I took a big sigh before opening the door again. Theo was basically fully dressed, his tie loosely around his shoulders, his top had a couple of loose buttons, his shoes untied.

"Where are you going?" I asked, watching as he rushed to get changed.

He looked up at me, tears threatening to spill. "So you did think it was a mistake?" He asked and stopped getting changed.

"What? No-"

"You just told Ella that this was never meant to happen, that it won't happen again."

Oh shit.

"So thanks for answering my question. I get it, you just wanted a shag. Well, I hope it was up to your standards, because it won't happen again." He muttered before rushing out the door.

"Wait, no Theo!" I shouted. "Come back!"

He sped walked down the hallway, and I just watched as he went. There's no point in chasing after him, not when I'm dressed in only a dressing gown.

Fuck!

I sighed and slammed my door shut. Why did I say that?

Why was I so stupid to say that it was a mistake. It wasn't a mistake. I liked it, and I'd do it again any day of the week.

I jumped in the shower, mentally scolding myself for being so stupid. So selfish. He told me he liked me, and I threw it in his face. I do what every girl does to him, what all of them did...except Grace.

Fucking Grace. What a bitch. Why did Theo have to fall for such a perfect girl. She was so stunning, so nice. She was caring, she was funny, lovable and a genuinely good friend. She was there for him when he went through some rough times during summer. How am I meant to compete with that?
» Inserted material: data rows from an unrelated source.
PR #173, opened 2016-08-18
native: add Iparmq

vladimir-ch:


native/iparmq.go
```diff
@@ -0,0 +1,112 @@
...
+// n is the order of the Hessenberg matrix H.
+//
+// ilo and ihi specify the block [ilo:ihi+1,ilo:ihi+1] that is being processed.
+//
+// lwork is the amount of workspace available.
+//
+// Except for ispec input parameters are not checked.
+//
+// Iparmq is an internal routine. It is exported for testing purposes.
+func (Implementation) Iparmq(ispec int, name, _ string, n, ilo, ihi, lwork int) int {
```
kortschak: Will the opts parameter be added later? If not, leave it out now. If it will give it a name.

kortschak: Unless there is another reason I have missed.

native/iparmq.go
```diff
@@ -0,0 +1,112 @@
+// Copyright ©2016 The gonum Authors. All rights reserved.
+// Use of this source code is governed by a BSD-style
+// license that can be found in the LICENSE file.
+
+package native
+
+import "math"
+
+// Iparmq can return problem and machine dependent parameters useful for Dhseqr
```
kortschak: s/can//

kortschak: s/return/returns/

native/iparmq.go
vladimir-ch: `opts` is described as `concatenation of the string arguments to TTQRE`. From `[1]`, TTQRE was an experimental Fortran implementation of the multishift QR algorithm by Braman et al. and `opts` is not used in the reference LAPACK's IPARMQ. This suggests that it could be removed. However, DLAQR4 does assemble a string based on `wantt` and `wantz` so I can imagine that `opts` could be used to tune the returned values somehow (although I have no idea how). With this, let me know if I should remove it or keep it.

native/iparmq.go
vladimir-ch: Done.

native/iparmq.go
kortschak: Keep is and name it. Add a note in the docs that it exists for future use.

vladimir-ch: Done.

native/ilaenv.go
```diff
@@ -373,5 +375,8 @@ func (Implementation) Ilaenv(ispec int, s string, opts string, n1, n2, n3, n4 in
 	case 11:
 		// Go guarantees ieee
 		return 1
+	case 12, 13, 14, 15, 16:
+		// Dhseqr and related functions for eigenvalue problems.
```
btracey: Huh, sorry I missed those.

btracey:
LGTM

Issue #163, opened 2016-08-03
lapack: review type and constant declarations


vladimir-ch:
This is a reminder issue that arose in #160 

In `lapack.go`, maybe some types can be removed/merged, maybe there are better names for the types and constants, ...

vladimir-ch:
Looking at DGEEV, its list of parameters starts with
```
*> \param[in] JOBVL
*> \verbatim
*>          JOBVL is CHARACTER*1
*>          = 'N': left eigenvectors of A are not computed;
*>          = 'V': left eigenvectors of A are computed.
*> \endverbatim
*> \param[in] JOBVR
*> \verbatim
*>          JOBVR is CHARACTER*1
*>          = 'N': right eigenvectors of A are not computed;
*>          = 'V': right eigenvectors of A are computed.
*> \endverbatim
```
Using `lapack.Job` for both parameters seems dangerous:
```
const (
   ComputeLeftEigVec Job = 'V'
   ComputeRightEigVec Job = 'V'
)
```
because they would be interchangeable without the compiler complaining. This led me to believe that we should probably avoid using generic `Job` and `Comp` types in `native` and `cgo` which leads me to ask whether we need to use `lapack.Job` and `lapack.Comp` in the `lapacke` package. If its sole purpose is to serve the `cgo` package, then using just `byte` would be enough and `lapacke` wouldn't need to import `lapack`.

Issue #160, opened 2016-08-01
clapack: ?trexc use wrong type for compq


vladimir-ch:
`genLapack.pl` gives `comp?` named variables always the type `lapack.CompSV`. `?trexc` routines are not related to SVD, so a better type would be `lapack.EigComp`.

kortschak:
Would `lapack.Comp` suffice? It would be much simpler to make that change safely than to try to differentiate all the ED and SVD uses.

vladimir-ch:
I think that `lapack.Comp` is a good solution. Also, we should review all the byte types and consts in lapack before the stability promise.

btracey:
File a reminder issue?

vladimir-ch:
Resolved by #174

PR #174, opened 2016-08-22
lapack,cgo: rename CompSV to Comp

vladimir-ch:
Partly addresses #160 and #163

### DIFF
--- a/lapack.go
+++ b/lapack.go
@@ -10,13 +10,7 @@ const None = 'N'
 
 type Job byte
 
-// CompSV determines if the singular values are to be computed in compact form.
-type CompSV byte
-
-const (
-	Compact  CompSV = 'P'
-	Explicit CompSV = 'I'
-)
+type Comp byte
 
 // Complex128 defines the public complex128 LAPACK API supported by gonum/lapack.
 type Complex128 interface{}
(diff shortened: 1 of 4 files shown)


lapack.go
```diff
@@ -10,13 +10,7 @@ const None = 'N'
 
 type Job byte
 
-// CompSV determines if the singular values are to be computed in compact form.
-type CompSV byte
-
-const (
-	Compact  CompSV = 'P'
```
vladimir-ch: These two were unused.

btracey:
Good thing you filed a reminder :)

LGTM

vladimir-ch:
I'm also thinking of removing `type SVDJob byte` and using just `Job` for the SVD constants, and similarly use `Comp` for `type EigComp byte`. What do you think?

kortschak:
LGTM

Other changes SGTM

btracey:
Me too. It would be nicer to have a name per type, but Lapack plays pretty loose.

vladimir-ch:
> It would be nicer to have a name per type, but Lapack plays pretty loose.

And distinguishing them in `clapack` would be troublesome.

Thanks.

PR #916, opened 2025-02-21
Namespaces filter

mpecenka:
possibility to specify global filter for namespaces

### DIFF
--- a/deploy/helm/node-collector-config.yaml
+++ b/deploy/helm/node-collector-config.yaml
@@ -95,6 +95,18 @@ processors:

So he has a little crush on me? That could just be him trying to forget about Grace, he might not mean it. He could be using me, like everyone else does. I-I don't want him to do that.

I cried by myself in the shower, thinking about my feelings. I liked Theo, but I can't get back into another relationship right now. My mind is fucked, it's always been fucked. I overthink everything, which makes me become scared. And I am, I'm scared to be with someone else, because every relationship I get in just blows up in my face.